YNW Melly : Entre déni de caution et conditions « inhumaines », le combat juridique s’intensifie
**Alors que son second procès pour double meurtre est fixé à janvier 2027, le rappeur Jamell Demons, alias YNW Melly, demeure enfermé depuis sept ans. Ses avocats dénoncent aujourd’hui un traitement carcéral cruel, pointant du doigt une rupture d’égalité devant la justice américaine.**
C’est un dossier qui cristallise les tensions sur le fonctionnement du système judiciaire des États-Unis, où la présomption d’innocence se heurte parfois à la réalité brutale de la détention provisoire. Jamell Demons, plus connu sous le nom de YNW Melly, se retrouve aujourd’hui dans une impasse juridique et humaine.
Cette semaine, une nouvelle tentative de sa défense pour obtenir sa libération sous caution a été rejetée par le tribunal. Un verdict qui condamne l’artiste à prolonger son incarcération, laquelle dure déjà depuis plus de sept ans, sans qu’une condamnation définitive n’ait été prononcée.
### Un cri d’alarme sur les conditions de détention
Loin d’être une simple procédure technique, ce refus de caution a provoqué la colère noire de ses avocats, Drew Findling et Carey Haughwout. Dans une déclaration cinglante publiée sur Instagram, le duo a alerté l’opinion publique sur les conditions de vie de leur client, qualifiées d’« inhumaines ».
Le point le plus alarmant concerne l’isolement : YNW Melly aurait passé les trois dernières années en cellule de solitude. Pour la défense, ce traitement est incompatible avec les principes fondamentaux de la Constitution américaine.
« Le tribunal et le bureau du procureur auraient dû être profondément troublés par les preuves évidentes du traitement cruel enduré par M. Demons », ont écrit Findling et Haughwout, ajoutant n’avoir jamais rencontré de conditions aussi sévères en plusieurs décennies de pratique juridique.
### Le spectre d’une justice à deux vitesses
L’argumentaire de la défense ne s’arrête pas aux conditions matérielles. Les avocats de YNW Melly ont dressé un parallèle troublant avec l’affaire fédérale de Cole Allen, accusé de tentative d’assassinat contre l’ancien président Donald Trump.

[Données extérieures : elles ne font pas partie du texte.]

Issue #140, opened 2015-08-21
Add struct-level annotation for renaming fields


erickt:
Serde supports field level renaming with:

``` rust
struct Foo {
  #[serde(rename="baz")]
  bar: usize
}
```

But this can be inconvenient to use if you have a lot of fields you need to rename, such as going from rust's "snake-case" style into "camel-case". It would be nice to have struct level renaming support for this:

``` rust
#[serde(rename_camel_case)]
#[derive(Serialize, Deserialize)]
struct CamelCase {
  foo_bar_baz: usize
}

#[serde(rename_underscore_to_hypens)]
#[derive(Serialize, Deserialize)]
struct Hyphens {
  foo_bar_baz: usize
}

```

Would get serialized to `fooBarBaz`, and `foo-bar-baz`.

erickt:
This was implemented a while ago.

williamho:
does this feature still exist? I can't seem to find it in the docs.

scottpleb:
@williamho figuring out how to do this was surprisingly tricky, as the syntax apparently changed a few times, and it really doesn't seem to be documented anywhere. This is what worked for me:
```rust
#[derive(Debug, Deserialize)]
pub struct UploadResponse {
    fid: String,
    #[serde(rename="fileUrl")]
    file_url: String
}
```

dtolnay:
@scottpleb your specific use case is documented here: https://serde.rs/attr-rename.html

All the attributes are documented here: https://serde.rs/attributes.html

dtolnay:
I don't think this was ever implemented.

dtolnay:
@46bit mentioned possibly being interested in working on this.

Possibly the easiest implementation would be [right above this line](https://github.com/serde-rs/serde/blob/v0.9.8/serde_codegen_internals/src/ast.rs#L49), traverse the "body" and apply all of the renames in place. So if we have the item attrs asking for camelCase, we would change all of the names of the fields (except those that already have a rename) to be camelCase.

[...]

PR #788, opened 2017-02-23
`rename_all` container attribute to have all children fit a naming convention

46bit:
Hi! This implements the `rename_all` crystallised at the bottom of #140.

* On an enum it renames the variants.
* On a struct variant it renames the variant's fields.
* On a struct it renames the fields.

There are 5 rename rules defined, all of them to change the naming convention:

* `#[serde(rename_all = "PascalCase")]`
* `#[serde(rename_all = "camelCase")]`
* `#[serde(rename_all = "snake_case")]`
* `#[serde(rename_all = "SCREAMING_SNAKE_CASE")]`
* `#[serde(rename_all = "kebab-case")]`

The names very visibly convey the relevant convention. I used the [Inflector](https://github.com/whatisinternet/inflector) crate to apply the naming convention.


serde_codegen_internals/src/attr.rs
```diff
@@ -85,12 +87,57 @@ impl Name {
     }
 }
 
+#[derive(Debug, PartialEq)]
+pub enum RenameRule {
+    /// Don't apply a default rename rule.
+    None,
+    /// Rename direct children to "PascalCase" style, as typically used for enum variants.
+    PascalCase,
+    /// Rename direct children to "kebabCase" style.
```
dtolnay: this should say "camelCase"

serde_codegen_internals/src/attr.rs
```diff
@@ -297,21 +360,25 @@ impl Item {
...
+                    content: content,
+                }
             }
             (true, Some(_), Some(_)) => {
                 cx.error("untagged enum cannot have #[serde(tag = \"...\", content = \"...\")]");
                 EnumTag::External
             }
         };
-
+        // @DEBUG
```
dtolnay: Has this been debugged? It looks all right to me.

46bit: Derp. Sorry. This is old.

dtolnay:
This is very nicely done. The only major thing is as we discussed in IRC - let's figure out a way to avoid the heavyweight inflector dependency, whether that means grabbing the tiny amount of their code that we actually need, re-implementing some of it (each of these conversions is probably something like 10 lines), or making a PR to inflector to put some of the heavier functionality like pluralize and singularize behind a cfg.

46bit:
(Leaving here for a reminder.)

It might be best to implement very simple conversions, since we know from Rust conventions what the input formatting should be. `RenameRule::apply_to_variant` and `RenameRule::apply_to_field`.

whatisinternet:
@46bit I've added a little spike and PR for feature flagging Inflector https://github.com/whatisinternet/inflector/pull/44. It's not 100% final, but I think it's something I can get on board with. Let me know if there is anything more I can do to help out. I'd appreciate a code review if/when you have time.

46bit:
@whatisinternet Sounds great! I'd definitely prefer using your library to my own conversions and this will enable that :-)

I just wonder whether `without_full` is the best name long-term. Breaking each module into a separate feature is a bit excessive but maybe something like `lightweight` better conveys the spirit of this?

whatisinternet:
Agreed (names are hard). I've changed it to be `lightweight` which does feel better. WRT breaking each module out into a feature: It does feel a bit excessive at the moment. Let me know how the testing goes with the current feature gate, and we can reevaluate if needed.

alexbool:
Perhaps @dtolnay should make a release with this magnificent feature!

dtolnay:
I published this magnificent feature in Serde 0.9.10. Thanks for the reminder.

Ils soulignent un contraste frappant : alors que des préoccupations judiciaires ont été exprimées concernant les conditions de détention d’Allen, un silence total règne dans le dossier de Jamell Demons. Cette comparaison vise à mettre en lumière ce que la défense perçoit comme un double standard systémique, où le profil de l’accusé influencerait la compassion du tribunal.
### Un marathon judiciaire vers 2027
Le rappel des faits nous ramène à 2019, année où Jamell Demons a été arrêté pour le meurtre de deux de ses amis, YNW Juvy et YNW Sakchaser. Un dossier complexe qui a déjà connu un premier tournant majeur en 2023, lorsque le premier procès s’est soldé par un non-lieu en raison de l’absence d’un verdict unanime du jury.
Aujourd’hui, le procureur prépare un nouveau procès, mais l’échéance est lointaine : janvier 2027. D’ici là, YNW Melly reste prisonnier d’un système où le temps judiciaire semble s’écouler bien plus lentement que le temps humain.
L’affaire dépasse désormais le cadre d’un simple fait divers criminel pour devenir un symbole des débats sur la détention préventive prolongée aux États-Unis. Alors que les organisations internationales de défense des droits de l’homme critiquent régulièrement l’usage abusif de l’isolement carcéral, le cas de YNW Melly place le tribunal de Floride sous le feu des projecteurs.